DS just 2 yo. He and his sis been here over 4 months. He always woke up about 6.30 babbling and I'd get up get quick shower and then get him up about 6.45. 
Anyway last 6 weeks he's been waking at 5 - 5.30am. And he wakes up crying (loudly). 
We've been going in to him, soothing, not engaging but laying him back down over and over, tried giving a bottle in case he's hungry, but he settles for 5 minutes each time then starts crying again. He seems wide awake but then he's falling asleep as soon as we go out in buggy say around 10.00 am. 
No significant changes took place around the time he started this new routine so we can't attribute it to anything. He has a blackout blind and has never had a night light. 
He naps from 1-3pm (unless we've been out in buggy in the morning and he sleeps then instead) but most days it is 1-3pm. And he does sleep well then. 
We tried not giving him the nap but he still wakes up early and then he's so grumpy all afternoon it doesn't work. 

Maybe this is something we have to live with? But me n DH are exhausted as often one or other LO wakes in night too, but are quickly soothed back to sleep in that case. 
I really don't fancy going to bed at 9 as we only get DD off to sleep at 8pm (we have to stay with her whilst she drops off) and then chores etc would mean no time to self at all. 
DH shares all of this with me so not on my own. 

Desperate for more sleep. As some of you know I've been struggling with things and this isn't helping one bit. Any time I do get to myself I spend sleeping but it's never enough. 

DS has delayed speech and comprehension so I don't think the gro clock or similar would work for him. 
Thank you 
GG xxxx


----------



## littlepoppy86 (Feb 14, 2014)

My Lo is 23months, recently he took a change from waking at his usual 7am to around 5-6...this was made difficult because his baby bro has us up from 2am-4am so that little bit extra till 7 was needed! We started just leaving him to it and he'd have a play but he wasn't screaming like yours is. Is your lo in a bed or cot? Ours is in a bed an he just has a little play in the mornings now and he's back to waking between 7-8am so the early mornings didnt last long. 

Does the screaming stop when you go in?

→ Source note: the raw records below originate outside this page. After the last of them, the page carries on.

PR #179, opened 2022-07-25
fix all linter errors in go files

npmaile:
updates to each of the go files to make the gopls linter stop complaining. The fixes are including but not limited to the following:
1. lowercasing error messages
2. turning long if/else statements into switch case
3. assigning unused identifiers to the "_" sink
4. removing unnecessary sprint statements

### DIFF
--- a/card/apdu.go
+++ b/card/apdu.go
@@ -243,7 +243,7 @@ func NewCommandListPhonons(p1 byte, p2 byte, data []byte) *Command {
 			SW_WRONG_DATA + 3:           errors.New("unable to decode less than TLV"),
 			SW_WRONG_DATA + 4:           errors.New("unable to decode greater than TLV"),
 			SW_CONDITIONS_NOT_SATISFIED: ErrPINNotEntered,
-			SW_INCORRECT_P1P2:           errors.New("incorrect Parameters received"),
+			SW_INCORRECT_P1P2:           errors.New("incorrect parameters received"),
 		},
 	}
 }
@@ -329,7 +329,7 @@ func NewCommandReceivePhonons(phononTransferPacket []byte) *Command {
 		PossibleErrs: CmdErrTable{
 			SW_CONDITIONS_NOT_SATISFIED: errors.New("phonon recipt conditions not met"),
 			SW_FILE_FULL:                errors.New("maximum number of phonons exceeded"),
-			SW_WRONG_DATA:               errors.New("unable to decode Phonon key list TLV"),
+			SW_WRONG_DATA:               errors.New("unable to decode phonon key list TLV"),
 		},
 	}
 }
@@ -415,7 +415,7 @@ func NewCommandCardPair2(data []byte) *Command {
 			SW_CONDITIONS_NOT_SATISFIED: ErrPINNotEntered,
 			SW_WRONG_DATA:               errors.New("unable to read salt"),
 			SW_WRONG_DATA + 1:           errors.New("unable to read AES TLV"),
-			SW_WRONG_DATA + 2:           errors.New("unable to read Signature TLV"),
+			SW_WRONG_DATA + 2:           errors.New("unable to read signature TLV"),
 		},
 	}
 }
@@ -432,7 +432,7 @@ func NewCommandFinalizeCardPair(data []byte) *Command {
 		PossibleErrs: CmdErrTable{
 			// No idea how you can get this far without validating a pin
 			SW_CONDITIONS_NOT_SATISFIED:      ErrPINNotEntered,
-			SW_WRONG_DATA:                    errors.New("unable to read Receiver signature TLV"),
+			SW_WRONG_DATA:                    errors.New("unable to read receiver signature TLV"),
 			SW_SECURITY_STATUS_NOT_SATISFIED: errors.New("unable to verify signature"),
 		},
 	}
@@ -513,7 +513,7 @@ func NewCommandMutualAuthenticate(data []byte) *Command {
 		ApduCmd: keycard.NewCommandMutuallyAuthenticate(data),
 		PossibleErrs: CmdErrTable{
 			SW_CONDITIONS_NOT_SATISFIED:      errors.New("authentication key not initialized"),
-			SW_LOGICAL_CHANNEL_NOT_SUPPORTED: errors.New("already Mutually Authenticated"),
+			SW_LOGICAL_CHANNEL_NOT_SUPPORTED: errors.New("already mutually authenticated"),
 			SW_SECURITY_STATUS_NOT_SATISFIED: errors.New("secret length invalid"),
 		},
 	}
--- a/card/apdu.go
+++ b/card/apdu.go
@@ -238,12 +238,12 @@ func NewCommandListPhonons(p1 byte, p2 byte, data []byte) *Command {
 		),
 		PossibleErrs: CmdErrTable{
 			SW_WRONG_DATA:               errors.New("no remaining phonons to list"),
-			SW_WRONG_DATA + 1:           errors.New("Unable to decode phonon filter TLV"),
+			SW_WRONG_DATA + 1:           errors.New("unable to decode phonon filter TLV"),
 			SW_WRONG_DATA + 2:           errors.New("unable to decode phonon currency TLV"),
-			SW_WRONG_DATA + 3:           errors.New("Unable to decode less than TLV"),
-			SW_WRONG_DATA + 4:           errors.New("Unable to decode greater than TLV"),
+			SW_WRONG_DATA + 3:           errors.New("unable to decode less than TLV"),
+			SW_WRONG_DATA + 4:           errors.New("unable to decode greater than TLV"),
 			SW_CONDITIONS_NOT_SATISFIED: ErrPINNotEntered,
-			SW_INCORRECT_P1P2:           errors.New("Incorrect Parameters received"),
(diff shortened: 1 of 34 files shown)


card/apdu.go
```diff
@@ -238,12 +238,12 @@ func NewCommandListPhonons(p1 byte, p2 byte, data []byte) *Command {
...
-			SW_WRONG_DATA + 1:           errors.New("Unable to decode phonon filter TLV"),
+			SW_WRONG_DATA + 1:           errors.New("unable to decode phonon filter TLV"),
 			SW_WRONG_DATA + 2:           errors.New("unable to decode phonon currency TLV"),
-			SW_WRONG_DATA + 3:           errors.New("Unable to decode less than TLV"),
-			SW_WRONG_DATA + 4:           errors.New("Unable to decode greater than TLV"),
+			SW_WRONG_DATA + 3:           errors.New("unable to decode less than TLV"),
+			SW_WRONG_DATA + 4:           errors.New("unable to decode greater than TLV"),
 			SW_CONDITIONS_NOT_SATISFIED: ErrPINNotEntered,
-			SW_INCORRECT_P1P2:           errors.New("Incorrect Parameters received"),
+			SW_INCORRECT_P1P2:           errors.New("incorrect Parameters received"),
```
maevyn11, line 246: "Parameters should be lowercased too.

card/apdu.go
```diff
@@ -327,9 +327,9 @@ func NewCommandReceivePhonons(phononTransferPacket []byte) *Command {
 			phononTransferPacket,
 		),
 		PossibleErrs: CmdErrTable{
-			SW_CONDITIONS_NOT_SATISFIED: errors.New("Phonon recipt conditions not met"),
-			SW_FILE_FULL:                errors.New("Maximum number of phonons exceeded"),
-			SW_WRONG_DATA:               errors.New("Unable to decode Phonon key list TLV"),
+			SW_CONDITIONS_NOT_SATISFIED: errors.New("phonon recipt conditions not met"),
+			SW_FILE_FULL:                errors.New("maximum number of phonons exceeded"),
+			SW_WRONG_DATA:               errors.New("unable to decode Phonon key list TLV"),
```
maevyn11, line 332: "Phonon" should be lowercased

card/apdu.go
```diff
@@ -413,9 +413,9 @@ func NewCommandCardPair2(data []byte) *Command {
 		),
 		PossibleErrs: CmdErrTable{
 			SW_CONDITIONS_NOT_SATISFIED: ErrPINNotEntered,
-			SW_WRONG_DATA:               errors.New("Unable to read salt"),
-			SW_WRONG_DATA + 1:           errors.New("Unable to read AES TLV"),
-			SW_WRONG_DATA + 2:           errors.New("Unable to read Signature TLV"),
+			SW_WRONG_DATA:               errors.New("unable to read salt"),
+			SW_WRONG_DATA + 1:           errors.New("unable to read AES TLV"),
+			SW_WRONG_DATA + 2:           errors.New("unable to read Signature TLV"),
```
maevyn11, line 418: "Signature" caps

card/apdu.go
```diff
@@ -432,8 +432,8 @@ func NewCommandFinalizeCardPair(data []byte) *Command {
 		PossibleErrs: CmdErrTable{
 			// No idea how you can get this far without validating a pin
 			SW_CONDITIONS_NOT_SATISFIED:      ErrPINNotEntered,
-			SW_WRONG_DATA:                    errors.New("Unable to read Receiver signature TLV"),
-			SW_SECURITY_STATUS_NOT_SATISFIED: errors.New("Unable to verify signature"),
+			SW_WRONG_DATA:                    errors.New("unable to read Receiver signature TLV"),
```
maevyn11, line 435: "Receiver" caps

card/apdu.go
```diff
@@ -512,9 +512,9 @@ func NewCommandMutualAuthenticate(data []byte) *Command {
 	return &Command{
 		ApduCmd: keycard.NewCommandMutuallyAuthenticate(data),
 		PossibleErrs: CmdErrTable{
-			SW_CONDITIONS_NOT_SATISFIED:      errors.New("Authentication key not initialized"),
-			SW_LOGICAL_CHANNEL_NOT_SUPPORTED: errors.New("Already Mutually Authenticated"),
-			SW_SECURITY_STATUS_NOT_SATISFIED: errors.New("Secret length invalid"),
+			SW_CONDITIONS_NOT_SATISFIED:      errors.New("authentication key not initialized"),
+			SW_LOGICAL_CHANNEL_NOT_SUPPORTED: errors.New("already Mutually Authenticated"),
```
maevyn11, line 516: "Mutually Authenticated" caps

card/phononCommandSet_test.go
```diff
@@ -95,12 +95,12 @@ func TestCreateSetAndListPhonons(t *testing.T) {
...
-		{model.Bitcoin, model.Denomination{99, 6}},
-		{model.Ethereum, model.Denomination{1, 18}},
-		{model.Ethereum, model.Denomination{9, 18}},
-		{model.Ethereum, model.Denomination{1, 0}},
+		{model.Bitcoin, model.Denomination{Base: 1, Exponent: 0}},
+		{model.Bitcoin, model.Denomination{Base: 1, Exponent: 8}},
+		{model.Bitcoin, model.Denomination{Base: 99, Exponent: 6}},
+		{model.Ethereum, model.Denomination{Base: 1, Exponent: 18}},
+		{model.Ethereum, model.Denomination{Base: 9, Exponent: 18}},
+		{model.Ethereum, model.Denomination{Base: 1, Exponent: 0}},
```
maevyn11, line 103: Nice

card/phononCommandSet_test.go
```diff
@@ -274,7 +274,8 @@ func TestFillPhononTable(t *testing.T) {
 	maxPhononCount := 256
 	var createdIndices []uint16
 	for i := 0; i < maxPhononCount-initialCount; i++ {
-		keyIndex, _, err := cs.CreatePhonon(model.Secp256k1)
+		var keyIndex uint16
+		keyIndex, _, err = cs.CreatePhonon(model.Secp256k1)
```
maevyn11, line 278: why this change? Isn't this equivalent?

maevyn11: old way seems cleaner to me.

cert/cert.go
```diff
@@ -140,8 +140,8 @@ func SignWithDemoKey(cert []byte) ([]byte, error) {
 
 	// print("signing with demo key")
 	key.D = new(big.Int).SetBytes(demoKey)
-	key.PublicKey.Curve = secp256k1.S256()
-	key.PublicKey.X, key.PublicKey.Y = key.PublicKey.Curve.ScalarBaseMult(key.D.Bytes())
+	key.Curve = secp256k1.S256()
+	key.X, key.Y = key.ScalarBaseMult(key.D.Bytes())
```
maevyn11, line 144: We sure this is equivalent? I guess we're accessing the embedded fields here, but doing it explicitly on the public key seems more clear, whereas now I'm not sure if Curve is at the top level, or in the private key, or the public key or some combination.

cert/cert.go
```diff
@@ -198,7 +198,7 @@ func ParseRawCardCertificate(cardCertificateRaw []byte) (cert CardCertificate, e
 
 	if cert.Permissions.certLen == 0 || cert.Permissions.permLen == 0 {
 		log.Debugf("invalid certificate found: % X", cardCertificateRaw)
-		return CardCertificate{}, errors.New("Card Certificate Invalid")
+		return CardCertificate{}, errors.New("card Certificate Invalid")
```
maevyn11, line 201: caps on the last two words

util/crypto.go
```diff
@@ -33,24 +33,26 @@ func ParseECCPubKey(rawPubKey []byte) (pubKey *ecdsa.PublicKey, err error) {
...
 		pubKey, err = ethcrypto.DecompressPubkey(rawPubKey)
 		if err != nil {
 			log.Error("could not unmarshal compressed ecdsa pub key from raw: ", err)
 			return nil, err
 		}
-	} else {
+	default:
 		log.Debugf("could not detect ECC pubkey format from key: % X\n", rawPubKey)
 		return nil, ErrInvalidECCPubKeyFormat
+
```
maevyn11, line 55: This is a nice change but it scares me a bit since it touches crypto parsing which could be hard to debug from outside. Is there a unit test to regression test this still works the same?

maevyn11 (changes requested):
Thanks for doing this, few minor comments and it should be good to go.

card/phononCommandSet_test.go
npmaile: it was mad because err was shaddowed. This is more explicit. 
I really just don't like the linter complaining

cert/cert.go
npmaile: yes. the private key (according to the go implementation of the ecdsa library) consists of an embedded public key and a D field.

npmaile: https://cs.opensource.google/go/go/+/refs/tags/go1.18.4:src/crypto/ecdsa/ecdsa.go;drc=8384fe86a5b7f579a50c7ad423d4dd4eb2d1f117;l=80

util/crypto.go
npmaile: there is a unit test, and it does pass.

maevyn11 (approved):
Looks great

Issue #178, opened 2022-07-25
Fetch Friendly Name at Session Start


maevyn11:
It appears the issue described in https://github.com/GridPlus/phonon-app/issues/32 is at least partially the fault of the client. 

As stated in this phonon-app issue: https://github.com/GridPlus/phonon-app/issues/32, the frontend's initial call to /listSessions fetches an empty `Name` field, even when the client has one set. I suspect the issue arises because GetFriendlyName is not being called as part of the NewSession initialization sequence, and the `Name` field is therefore only set after the SetFriendlyName flow is initiated, whereas it should also be set on startup.

Issue #170, opened 2022-07-20
Phonons show "Native" after Creation Instead of correct ChainID


maevyn11:
To reproduce, create a phonon on Rinkeby ETH, the icon next to it shows as "Native" instead of Rinkeby. If you restart the server and unlock the card again, the correct icon is shown to the left.

Think this actually happens in the client when phonons are being returned right after deposit. Leading suspect according to Nate is the caching layer within the REST API server. 

Moved over from this phonon-app issue as the problem actually appears to be in the client. https://github.com/GridPlus/phonon-app/issues/24

PR #180, opened 2022-07-25
Move cache

zerodouglas:
Migrated cache out of the API and into the orchestrator. Resolves numerous issues such as #170 and #178. I did test the functionality, you can indeed create a phonon with the proper chain id, pair cards and send to that card id as well as redeeming.

### DIFF
--- a/gui/api.go
+++ b/gui/api.go
@@ -6,6 +6,7 @@ import (
 	"encoding/json"
 	"fmt"
 	"html/template"
+	"io"
 	"io/fs"
 	"io/ioutil"
 	"math/big"
@@ -91,6 +92,7 @@ func Server(port string, certFile string, keyFile string, mock bool) {
 	r.HandleFunc("/cards/{sessionID}/connect", session.ConnectRemote)
 	r.HandleFunc("/cards/{sessionID}/connectionStatus", session.RemoteConnectionStatus)
 	r.HandleFunc("/cards/{sessionID}/connectLocal", session.ConnectLocal)
+	r.HandleFunc("/checkDenomination", verifyDenomination)
 	// api docs
 	r.PathPrefix("/swagger/").Handler(http.StripPrefix("/", http.FileServer(http.FS(swagger))))
 	r.HandleFunc("/swagger.json", serveAPIFunc(port))
@@ -122,6 +124,27 @@ func Server(port string, certFile string, keyFile string, mock bool) {
 	}()
 	browser.OpenURL("http://localhost:" + port + "/")
 	systray.Run(onReady, onExit)
+}
+
+func verifyDenomination(w http.ResponseWriter, r *http.Request) {
+	tocheckBytes, err := io.ReadAll(r.Body)
+	if err != nil {
+		http.Error(w, "unable to parse request", http.StatusBadRequest)
+		return
+	}
+	toCheckString := string(tocheckBytes)
+	toCheck := new(big.Int)
+	toCheck, ok := toCheck.SetString(toCheckString, 10)
+	if !ok {
+		http.Error(w, "unable to coerce request string to integer", http.StatusBadRequest)
+		return
+	}
+	_, err = model.NewDenomination(toCheck)
+	if err != nil {
+		http.Error(w, "cannot make phonon denomination from value: "+err.Error(), http.StatusBadRequest)
+		return
+	}
+	// return 200 if it works
 }
 
 func logsink(w http.ResponseWriter, r *http.Request) {
@@ -220,8 +243,8 @@ func (apiSession apiSession) createPhonon(w http.ResponseWriter, r *http.Request
 
 	enc := json.NewEncoder(w)
 	enc.Encode(struct {
-		Index  uint16 `json:"index"`
-		PubKey string `json:"pubkey"`
+		Index  model.PhononKeyIndex `json:"index"`
+		PubKey string               `json:"pubkey"`
 	}{Index: index,
 		PubKey: pubKey.String()})
 }
@@ -664,11 +687,11 @@ func (apiSession apiSession) setDescriptor(w http.ResponseWriter, r *http.Reques
 	}
 
 	p := &model.Phonon{
-		KeyIndex:     uint16(index),
+		KeyIndex:     model.PhononKeyIndex(index),
 		Denomination: den,
 		CurrencyType: model.CurrencyType(inputs.CurrencyType),
 	}
-	p.KeyIndex = uint16(index)
+	p.KeyIndex = model.PhononKeyIndex(index)
 	err = sess.SetDescriptor(p)
 	if err != nil {
 		http.Error(w, "Unable to set descriptor", http.StatusBadRequest)
@@ -690,7 +713,7 @@ func (apiSession apiSession) send(w http.ResponseWriter, r *http.Request) {
 		return
 	}
 	json.Unmarshal(bodyBytes, &inputs)
-	toSend := []uint16{}
+	toSend := []model.PhononKeyIndex{}
 	for _, phonon2send := range inputs {
 		toSend = append(toSend, phonon2send.KeyIndex)
 	}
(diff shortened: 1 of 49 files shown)


npmaile (changes requested):
s.friendlyName is already the cached friendly name. I forgot to remove cachedFriendlyName from the struct after I erroneusly added it not realizing the existing friendly name field was already a cache.

orchestrator/session.go
```diff
@@ -122,21 +133,33 @@ func (s *Session) GetCardId() string {
 	}
 }
 
-func (s *Session) GetName() string {
-	return s.friendlyName
+func (s *Session) GetName() (string, error) {
+	if s.friendlyName != "" {
+		return s.cachedFriendlyName, nil
```
npmaile, line 138: need to change this reference to friendlyName

orchestrator/session.go
```diff
@@ -122,21 +133,33 @@ func (s *Session) GetCardId() string {
...
+	} else {
+		var err error
+		s.friendlyName, err = s.cs.GetFriendlyName()
+		if err != nil {
+			return "", err
+		}
+
+		s.cachedFriendlyName = s.friendlyName
```
npmaile, line 146: this isn't necessary

orchestrator/session.go
zerodouglas: > s.friendlyName is already the cached friendly name. I forgot to remove cachedFriendlyName from the struct after I erroneusly added it not realizing the existing friendly name field was already a cache.

Makes more sense, I wasn't sure of the use for cachedFriendlyName

orchestrator/session.go
```diff
@@ -122,21 +132,31 @@ func (s *Session) GetCardId() string {
...
+	if s.friendlyName != "" {
+		return s.friendlyName, nil
+	} else {
+		var err error
+		s.friendlyName, err = s.cs.GetFriendlyName()
+		if err != nil {
+			return "", err
+		}
+	}
+	return s.friendlyName, nil
```
maevyn11, line 145: This is to fix the missing friendlyName on startup right? Pattern becomes the same as GetCardID() where it will run a command to check if the name isn't already cached?

orchestrator/session.go
```diff
@@ -122,21 +132,31 @@ func (s *Session) GetCardId() string {
...
 		return ErrNameCannotBeEmpty
 	}
-
-	s.friendlyName = name
-	return s.cs.SetFriendlyName(name)
+	err := s.cs.SetFriendlyName(name)
+	if err == nil {
+		s.friendlyName = name
+	}
+	return nil
```
maevyn11, line 159: This is a nice fix to ensure that the name isn't cached if there is an error talking to the card but I think it breaks error handling for SetName(), since this would now always return nil, even if s.cs.SetFriendlyName returns an error. 

changing line 159 to the following would fix. 
```
return err
```

orchestrator/session.go
```diff
@@ -380,6 +443,8 @@ func (s *Session) ReceivePhonons(phononTransferPacket []byte) error {
 	if err != nil {
 		return err
 	}
+	//invalidate the cache now that new phonons have been received
+	s.cachePopulated = false
```
maevyn11, line 447: cool, was wondering where this happens and this spot makes a lot of sense.

orchestrator/session.go
```diff
@@ -655,3 +720,44 @@ func (s *Session) RedeemPhonon(p *model.Phonon, redeemAddress string) (transacti
 }
 
 //TODO: retry and track progress automatically.
+
+/*addPubKeyToCache adds the pubkey to an already cached phonon. This is done differently from the addInfoToCache for reasons.*/
```
maevyn11, line 724: what reasons?

orchestrator/session.go
```diff
@@ -254,17 +285,38 @@ func (s *Session) SetDescriptor(p *model.Phonon) error {
...
 	defer s.ElementUsageMtex.Unlock()
 
-	return s.cs.ListPhonons(currencyType, lessThanValue, greaterThanValue, false)
+	phonons, err := s.cs.ListPhonons(currencyType, lessThanValue, greaterThanValue, false)
+	// add listed phonons to the cache
+	for _, phonon := range phonons {
+		s.addInfoToCache(phonon)
+	}
+
+	if currencyType == 0 && lessThanValue == 0 && greaterThanValue == 0 {
```
maevyn11, line 315: good check, this comment is for a larger discussion, but now that we have this caching layer to improve performance, I think we may want to ditch the on card filtering entirely for Beta. It's unimplemented anyway, we haven't had a use for it, and it seems to mostly serve to add complexity like this this statement at this point.

orchestrator/session.go
```diff
@@ -655,3 +720,44 @@ func (s *Session) RedeemPhonon(p *model.Phonon, redeemAddress string) (transacti
...
+	cached, ok := s.cache[p.KeyIndex]
+	// if it didn't already exist, create it
+	if !ok {
+		s.cache[p.KeyIndex] = cachedPhonon{
+			p:          p,
+			infoCached: true,
+		}
+		// otherwise, add the new descriptor things
+	} else {
+		cachedPubKey := cached.p.PubKey
```
maevyn11, line 754: Is there any risk that accessing this value here will nil panic, either on p or on pubkey? 

Little confused about the handling of the PubKey value within this function when there is already addPubKeyToCache above? Feel like I'm missing why setting this would be relevant here.

gui/api.go
```diff
@@ -632,29 +607,19 @@ func (apiSession apiSession) listPhonons(w http.ResponseWriter, r *http.Request)
...
-		phonons, err = sess.ListPhonons(0, 0, 0)
+	var phonons []*model.Phonon
+	phonons, err = sess.ListPhonons(0, 0, 0)
+	if err != nil {
+		http.Error(w, err.Error(), http.StatusInternalServerError)
+		return
+	}
+
+	for _, p := range phonons {
+		p.PubKey, err = sess.GetPhononPubKey(p.KeyIndex, p.CurveType)
```
maevyn11, line 618: Not for this PR, but it seems to me that always call GetPhononPubKey along with ListPhonons. Might simplify things to merge these under one higher level Session call or actually merge these into one command on the card for Beta

orchestrator/session.go
```diff
@@ -37,12 +37,21 @@ type Session struct {
...
 	logger                *log.Entry
 	chainSrv              chain.ChainService
+	cache                 map[uint16]cachedPhonon
+	// cachePopulated indicates if all of the phonons present on the card have been cached. This is currently only set when listphonons is called with the values to list all phonons on the card.
+	cachePopulated bool
+}
+
+type cachedPhonon struct {
+	pubkeyCached bool
+	infoCached   bool
```
maevyn11, line 47: I don't see pubkeyCached or infoCached being checked anywhere. Only a check on the whole cache with cachePopulated. 

Plans for future expansion with these or is there another reason why they're included?

maevyn11 (commented):
Just asked for clarification on a couple elements of the design. Can probably go in as is once we clear those up.

orchestrator/session.go
npmaile: exactly

orchestrator/session.go
npmaile: :+1:

orchestrator/session.go
npmaile: it will set it to nil if it's already nil. the two functions exist so that if we have the pubkey cached and not the rest of the info, we cache the rest of the info without changing the pubkey or asking for it again, and if we have the info cached, but not the pubkey, we can cache the pubkey without changing everything else.

gui/api.go
npmaile: that would clear up the above confusion with the cachepubkey vs cachephonon stuff

orchestrator/session.go
maevyn11: should explain the reasons in the comment or remove the mysterious reference. This comment will likely be frustrating to look at in 6 months when we've all forgot the reasons

maevyn11 (approved):
Code's good to go but left one suggestion to improve a comment.

maevyn11:
Hey I checked out the latest version of this branch to test and I the bugs https://github.com/GridPlus/phonon-client/issues/170 and https://github.com/GridPlus/phonon-client/issues/178 still seem to be present for me. Can someone else pull and let me know if you're seeing this or not?

npmaile:
crap, actions is failing now

npmaile (approved):

PR #182, opened 2022-07-26
add verify denomination endpoint

npmaile:
Add endpoint to verify denominations
returns 400 on bad request or bad number (with explanation)
returns 200 when it's good

### DIFF
--- a/gui/api.go
+++ b/gui/api.go
@@ -6,6 +6,7 @@ import (
 	"encoding/json"
 	"fmt"
 	"html/template"
+	"io"
 	"io/fs"
 	"io/ioutil"
 	"math/big"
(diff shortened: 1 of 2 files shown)


gui/api.go
```diff
@@ -145,6 +147,27 @@ func Server(port string, certFile string, keyFile string, mock bool) {
...
+		http.Error(w, "unable to parse request", http.StatusBadRequest)
+		return
+	}
+	toCheckString := string(tocheckBytes)
+	toCheck := new(big.Int)
+	toCheck, ok := toCheck.SetString(toCheckString, 10)
+	if !ok {
+		http.Error(w, "unable to coerce request string to integer", http.StatusBadRequest)
+		return
+	}
```
maevyn11, line 162: does this conversion from byte to string to big Int handle decimals like ".000001"?

npmaile: no

maevyn11: discussed out of band that this limitation is fine for now.

maevyn11 (approved):

PR #194, opened 2022-08-02
Removes mainnet and adds Goerli

zerodouglas:
This will need further implementation on the phonon-app from @douglance. However, it temporarily removes `mainnet` and introduces another ETH chain, Goerli.


zerodouglas:
Tested with submodule update. Create and Redeem works as intended.

maevyn11 (approved):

If you was to go in, settle him then leave would be in hysterics do you think? 


X


----------



## Lorella (Jan 10, 2013)

Big hugs. Sleep deprivation is a killer and I especially struggle with LO getting up anytime before 6 as I don't sleep well myself. 

Our LO goes through phases of waking up early and I am pretty sure I've decided now it's to do with her teeth. Like you I tried changing nap times, going to bed later etc but nothing seemed to work. After a few wks she just started sleeping later again. She also for some reason always wakes early on a Monday. We think it's because early leVers for work wake her up. Is his room at the front? Maybe a neighbour has had a change to routine? 

Sorry not much help I'm afraid but you are not alone Hun and I totally understand how knackering it can be xxx


----------



## Mouseycat (Oct 25, 2011)

Hi GoofyGirl

We had this when LO had been home for about 3 months, not just early wake up but waking up in the night, sometimes 9/10 times, and as you describe, would settle once we went to him.  We were exhausted! It last nearly 3 months.  I had suggestions of trying different things, someone suggested to look back at any significant changes LO may have had at this time of year in the past.  This helped to at least explain why it may have started.  
We just kept going into him, as we felt he needed it for whatever reason, either testing us, checking he was still in the same house,that we would always go to him, etc and kept his nap the same time/duration, it's better now, the majority of nights he sleeps through, waking up about 7.
Sorry I haven't got any handy tips, hopefully it's a phase that will settle shortly.
X


----------



## GoofyGirl (Apr 1, 2013)

Thank you peeps

Little poppy thanks, he's in a cot bed with full cot sides as otherwise no way would he stay in bed but actually we could put a gate on his door and give him toys in his room. Might be an idea. He likes to be a 'big boy' and to be like his older sister. 

Lorella thanks yes it's hard being tired all the time. Can't thing of anything that's changed but we can hear trains from our house and they start very early maybe it's those as he has recently taken a keen interest in trains. But can't block the noise. Hope it is a phase. 

Mouseycat that's interesting cos it started for him after 3 months too. Really hope he will get through it too and start sleeping through. Like you we always go in cos want him to know we are here and he can rely on us. 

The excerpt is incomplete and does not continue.